PROBLEM REQUIREMENTS — Locate the lines of the listing below that hold "positive", then copy each of them.

►

PR #1161, opened 2018-11-19
tweak tip selection documentation.

### LINKED ISSUE #1119: Service - TipSelection code documentation
### Description
Write code comments for the TipSelection part of the service package. It already has docs in a supposedly good state, but this part of the code is very important to reflect reality.

alon-e:
# Description

tweak tip selection documentation.

Fixes #1119 

## Type of change

- Documentation Fix

### DIFF
--- a/src/main/java/com/iota/iri/service/tipselection/impl/WalkerAlpha.java
+++ b/src/main/java/com/iota/iri/service/tipselection/impl/WalkerAlpha.java
@@ -23,6 +23,10 @@ import java.util.stream.Collectors;
  */
 public class WalkerAlpha implements Walker {
 
+    /**
+    * {@code alpha}: a positive number that controls the randomness of the walk. 
+    * The closer it is to 0, the less bias the random walk will be.
+    */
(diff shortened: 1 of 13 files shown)


src/main/java/com/iota/iri/service/tipselection/impl/WalkerAlpha.java
```diff
@@ -40,10 +49,16 @@ public WalkerAlpha(TailFinder tailFinder, Tangle tangle, MessageQ messageQ, Rand
...
 
+    /**
+     * @return {@link WalkerAlpha#alpha}
+     */
     public double getAlpha() {
         return alpha;
     }
 
+    /**
+     * @param alpha {@link WalkerAlpha#alpha}
```
GalRogozinski: I would add a javadoc to `WalkerAlpha#alpha`
Doesn't even need to be mathematical. Can be something along the lines as:
a positive number that controls the randomness of the walk. The closer it is to 0, the rating of the transaction matters less.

◄

ANSWER SPACE —
+    * {@code alpha}: a positive number that controls the randomness of the walk. 
a positive number that controls the randomness of the walk. The closer it is to 0, the rating of the transaction matters less.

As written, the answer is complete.